PR #207, opened 2025-08-05
--savemesh argument in example 12

YasInvolved:


12_MeshLoaders/main.cpp
```diff
@@ -176,6 +195,32 @@ class MeshLoadersApp final : public MonoWindowApplication, public BuiltinResourc
...
+				if (!std::filesystem::exists(prefix))
+					m_system->createDirectory(prefix);
+
+				auto savePath = (prefix / path(m_modelPath).filename()).generic_string();
+			
+				m_logger->log("Saving mesh to %S", ILogger::ELL_INFO, savePath.c_str()); 
+				// TODO (Yas): learn how to get out the geometry from renderer and transform it into IAsset
+				
+				auto& asset = m_currentBundle.getContents()[0];
+				IAssetWriter::SAssetWriteParams params{ asset.get() };
```
devshgraphicsprogramming, line 214: only what you're intending to write shall be kept

12_MeshLoaders/main.cpp
```diff
@@ -416,6 +461,11 @@ class MeshLoadersApp final : public MonoWindowApplication, public BuiltinResourc
 		Camera camera = Camera(core::vectorSIMDf(0, 0, 0), core::vectorSIMDf(0, 0, 0), core::matrix4SIMD());
 		// mutables
 		std::string m_modelPath;
+
+		SAssetBundle m_currentBundle;
```
devshgraphicsprogramming, line 465: grab only the geometry, see https://github.com/Devsh-Graphics-Programming/Nabla-Examples-and-Tests/pull/207/files#r2266047038

12_MeshLoaders/main.cpp
```diff
@@ -1,6 +1,7 @@
 // Copyright (C) 2018-2020 - DevSH Graphics Programming Sp. z O.O.
 // This file is part of the "Nabla Engine".
 // For conditions of distribution and use, see copyright notice in nabla.h
+#include "../3rdparty/argparse/include/argparse/argparse.hpp"
```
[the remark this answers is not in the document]
AnastaZIuk:
```c++
#include "argparse/argparse.hpp"
```

```cmake
add_dependencies(${EXECUTABLE_NAME} argparse)
target_include_directories(${EXECUTABLE_NAME} PUBLIC $<TARGET_PROPERTY:argparse,INTERFACE_INCLUDE_DIRECTORIES>)
```

@YasInvolved don't use relative paths use the ones from include search dirs

12_MeshLoaders/main.cpp
```diff
@@ -446,6 +438,24 @@ class MeshLoadersApp final : public MonoWindowApplication, public BuiltinResourc
 			return true;
 		}
 
+		void writeGeometry()
+		{
+			// make save path
+			static const auto prefix = std::filesystem::absolute("saved/");
+
+			if (!std::filesystem::exists(prefix))
+				m_system->createDirectory(prefix);
```
devshgraphicsprogramming, line 447: path is wrong, see the 4 CWD members of the apocalypse in the basic framework app

12_MeshLoaders/main.cpp
```diff
@@ -197,22 +197,9 @@ class MeshLoadersApp final : public MonoWindowApplication, public BuiltinResourc
 
 		inline bool onAppTerminated() override
 		{
-			if (m_saveMeshOnExit)
+			if (m_saveGeomOnExit)
```
devshgraphicsprogramming, line 200: check for current geom

12_MeshLoaders/main.cpp
```diff
@@ -446,6 +438,24 @@ class MeshLoadersApp final : public MonoWindowApplication, public BuiltinResourc
...
+				m_system->createDirectory(prefix);
+
+			auto savePath = (prefix / path(m_modelPath).filename()).generic_string();
+
+			m_logger->log("Saving mesh to %S", ILogger::ELL_INFO, savePath.c_str());
+
+			// should I do a const cast here?
+			const IAsset* asset = m_currentGeom.get();
+			IAssetWriter::SAssetWriteParams params{ const_cast<IAsset*>(asset) };
+			m_assetMgr->writeAsset(savePath, params);
```
devshgraphicsprogramming, line 456: after writing out once, the `m_currentGeom needs to be nulled out

12_MeshLoaders/main.cpp
```diff
@@ -305,9 +321,12 @@ class MeshLoadersApp final : public MonoWindowApplication, public BuiltinResourc
...
 			// TODO: do it async
 			if (m_saveGeom)
-				writeGeometry(
-					const_cast<ICPUPolygonGeometry*>(geometries[0].get()), 
-					m_specifiedGeomSavePath.value_or((m_saveGeomPrefixPath / path(m_modelPath).filename()).generic_string())
+				m_saveGeomTaskFuture = std::async(
+					std::launch::async,
+					[this, geometries] { writeGeometry(
+						geometries[0],
+						m_specifiedGeomSavePath.value_or((m_saveGeomPrefixPath / path(m_modelPath).filename()).generic_string())
```
devshgraphicsprogramming, line 328: data race hazard, `m_specifiedGeomSavePath` can change while old async is still running if the mesh writing is slow enough

make a temp copy of the variable and capture the copy by value

Also await the previous already running async if there is one because move-replacing with a new async

YasInvolved: We could schedule geometry saving tasks by using a queue and then await them all at application exit.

- DIRECTIONS
Provide an exact transcription of every entry above.

- OUTPUT FOR THIS TASK
PR #207, opened 2025-08-05
--savemesh argument in example 12

YasInvolved:


12_MeshLoaders/main.cpp
```diff
@@ -176,6 +195,32 @@ class MeshLoadersApp final : public MonoWindowApplication, public BuiltinResourc
...
+				if (!std::filesystem::exists(prefix))
+					m_system->createDirectory(prefix);
+
+				auto savePath = (prefix / path(m_modelPath).filename()).generic_string();
+			
+				m_logger->log("Saving mesh to %S", ILogger::ELL_INFO, savePath.c_str()); 
+				// TODO (Yas): learn how to get out the geometry from renderer and transform it into IAsset
+				
+				auto& asset = m_currentBundle.getContents()[0];
+				IAssetWriter::SAssetWriteParams params{ asset.get() };
```
devshgraphicsprogramming, line 214: only what you're intending to write shall be kept

12_MeshLoaders/main.cpp
```diff
@@ -416,6 +461,11 @@ class MeshLoadersApp final : public MonoWindowApplication, public BuiltinResourc
 		Camera camera = Camera(core::vectorSIMDf(0, 0, 0), core::vectorSIMDf(0, 0, 0), core::matrix4SIMD());
 		// mutables
 		std::string m_modelPath;
+
+		SAssetBundle m_currentBundle;
```
devshgraphicsprogramming, line 465: grab only the geometry, see https://github.com/Devsh-Graphics-Programming/Nabla-Examples-and-Tests/pull/207/files#r2266047038

12_MeshLoaders/main.cpp
```diff
@@ -1,6 +1,7 @@
 // Copyright (C) 2018-2020 - DevSH Graphics Programming Sp. z O.O.
 // This file is part of the "Nabla Engine".
 // For conditions of distribution and use, see copyright notice in nabla.h
+#include "../3rdparty/argparse/include/argparse/argparse.hpp"
```
[the remark this answers is not in the document]
AnastaZIuk:
```c++
#include "argparse/argparse.hpp"
```

```cmake
add_dependencies(${EXECUTABLE_NAME} argparse)
target_include_directories(${EXECUTABLE_NAME} PUBLIC $<TARGET_PROPERTY:argparse,INTERFACE_INCLUDE_DIRECTORIES>)
```

@YasInvolved don't use relative paths use the ones from include search dirs

12_MeshLoaders/main.cpp
```diff
@@ -446,6 +438,24 @@ class MeshLoadersApp final : public MonoWindowApplication, public BuiltinResourc
 			return true;
 		}
 
+		void writeGeometry()
+		{
+			// make save path
+			static const auto prefix = std::filesystem::absolute("saved/");
+
+			if (!std::filesystem::exists(prefix))
+				m_system->createDirectory(prefix);
```
devshgraphicsprogramming, line 447: path is wrong, see the 4 CWD members of the apocalypse in the basic framework app

12_MeshLoaders/main.cpp
```diff
@@ -197,22 +197,9 @@ class MeshLoadersApp final : public MonoWindowApplication, public BuiltinResourc
 
 		inline bool onAppTerminated() override
 		{
-			if (m_saveMeshOnExit)
+			if (m_saveGeomOnExit)
```
devshgraphicsprogramming, line 200: check for current geom

12_MeshLoaders/main.cpp
```diff
@@ -446,6 +438,24 @@ class MeshLoadersApp final : public MonoWindowApplication, public BuiltinResourc
...
+				m_system->createDirectory(prefix);
+
+			auto savePath = (prefix / path(m_modelPath).filename()).generic_string();
+
+			m_logger->log("Saving mesh to %S", ILogger::ELL_INFO, savePath.c_str());
+
+			// should I do a const cast here?
+			const IAsset* asset = m_currentGeom.get();
+			IAssetWriter::SAssetWriteParams params{ const_cast<IAsset*>(asset) };
+			m_assetMgr->writeAsset(savePath, params);
```
devshgraphicsprogramming, line 456: after writing out once, the `m_currentGeom needs to be nulled out

12_MeshLoaders/main.cpp
```diff
@@ -305,9 +321,12 @@ class MeshLoadersApp final : public MonoWindowApplication, public BuiltinResourc
...
 			// TODO: do it async
 			if (m_saveGeom)
-				writeGeometry(
-					const_cast<ICPUPolygonGeometry*>(geometries[0].get()), 
-					m_specifiedGeomSavePath.value_or((m_saveGeomPrefixPath / path(m_modelPath).filename()).generic_string())
+				m_saveGeomTaskFuture = std::async(
+					std::launch::async,
+					[this, geometries] { writeGeometry(
+						geometries[0],
+						m_specifiedGeomSavePath.value_or((m_saveGeomPrefixPath / path(m_modelPath).filename()).generic_string())
```
devshgraphicsprogramming, line 328: data race hazard, `m_specifiedGeomSavePath` can change while old async is still running if the mesh writing is slow enough

make a temp copy of the variable and capture the copy by value

Also await the previous already running async if there is one because move-replacing with a new async

YasInvolved: We could schedule geometry saving tasks by using a queue and then await them all at application exit.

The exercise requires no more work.